Les résultats montrent que notre galaxie contient beaucoup moins de matière « régulière » ou baryonique (le même type de matière qui compose les étoiles, les planètes et les êtres vivants) que prévu. Ceci, à son tour, soutient les théories selon lesquelles la matière est régulièrement projetée hors des galaxies par de puissants vents stellaires, des étoiles qui explosent et alimentent activement ou accrètent des trous noirs supermassifs.
« Ces résultats soutiennent fortement les scénarios prédits par les simulations de formation de galaxies où les processus de rétroaction expulsent la matière des halos des galaxies », a déclaré Vikram Ravi, professeur adjoint d’astronomie à Caltech, qui a présenté les résultats le 9 janvier lors de la 241e réunion de l’American Astronomical Society (AAS) à Seattle. « C’est fondamental pour la formation des galaxies, où la matière est acheminée et expulsée des galaxies par cycles », explique Ravi.
Les dernières conclusions, soumises à Le Journal Astrophysique, font partie d’une multitude de nouveaux résultats du Deep Synoptic Array (DSA) de Caltech, une collection d’antennes paraboliques situées dans le haut désert de l’observatoire radio d’Owens Valley, à l’est des montagnes de la Sierra Nevada en Californie.

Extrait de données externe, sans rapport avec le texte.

PR #6796, opened 2026-04-21
Add avatar URL for de.KCD organization

Sch-Da:
Adding url for de.kcd avatar to show on the hub.


shiltemann:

Le but du DSA est de découvrir et d’étudier les FRB, de mystérieux flashs d’ondes radio qui proviennent généralement des profondeurs du cosmos. Le premier FRB a été découvert en 2007 et des centaines sont maintenant observés chaque année.
L’un des défis de l’étude des FRB réside dans l’identification de leur lieu d’origine. Savoir d’où proviennent les FRB aide les astronomes à déterminer ce qui peut déclencher les éclairs cosmiques intenses. L’identification de leurs emplacements est également essentielle pour utiliser les FRB afin d’étudier la répartition de la matière baryonique dans l’univers. Sur les centaines de FRB découverts à ce jour, seuls 21 ont été localisés dans des galaxies connues. La DSA, qui a commencé sa mise en service en février 2022, a déjà découvert et localisé les emplacements de 30 nouveaux FRB.
« Au début, nous étions perplexes quant à la raison pour laquelle nous découvrions autant de FRB », explique Ravi, qui est co-chercheur sur DSA. « Mais cela se résume à une ingénierie minutieuse des antennes et des récepteurs, et des pipelines logiciels. Nous manquons rarement une chose maintenant. »
En plus de trouver moins de matière que prévu dans notre galaxie, la Voie lactée, d’autres premiers résultats du réseau de télescopes ont conduit à de nouvelles questions sur le principal candidat à la cause des FRB. Des découvertes antérieures ont indiqué que des étoiles récemment décédées avec une magnétisation extrême, appelées magnétars, pourraient être la source de FRB. Par exemple, en 2020, plusieurs télescopes, dont le STARE2 (Survey for Transient Astronomical Radio Emission 2) de Caltech, ont attrapé un magnétar en flagrant délit alors qu’il lançait un FRB intense dans notre propre galaxie. Cependant, de nouvelles observations de DSA montrent que les FRB proviennent d’un assortiment diversifié de galaxies, y compris de galaxies plus anciennes au sein de riches amas de galaxies. Ces résultats suggèrent que si les FRB sont émis par les magnétars, ils se forment par de multiples voies potentiellement inconnues.
« Les magnétars comme ceux de la Voie lactée se forment lors d’épisodes de formation intense d’étoiles », explique Ravi. « Trouver des FRB provenant de galaxies qui ont pour la plupart cessé de former des étoiles était surprenant. »
Ravi dit que le DSA deviendra encore plus puissant à mesure que l’équipe mettra en ligne des antennes paraboliques supplémentaires. Jusqu’à présent, seuls 63 plats sur un total de 110 prévus sont en service.
« Le DSA collecte et traite en permanence d’énormes quantités de données », explique Ravi. « Le débit de données équivaut à regarder 28 000 films Netflix à la fois. »
À l’avenir, les astronomes de Caltech, en collaboration avec des collaborateurs, prévoient de construire un réseau encore plus grand, appelé DSA-2000, un réseau de 2 000 paraboles radio qui serait le télescope radio le plus puissant jamais construit. Le projet traiterait un débit de données équivalent à 20 % du trafic Internet mondial actuel et détecterait un milliard de nouvelles sources radio, soit 100 fois plus que ce que nous connaissons aujourd’hui. Cela comprendrait 40 000 nouveaux FRB.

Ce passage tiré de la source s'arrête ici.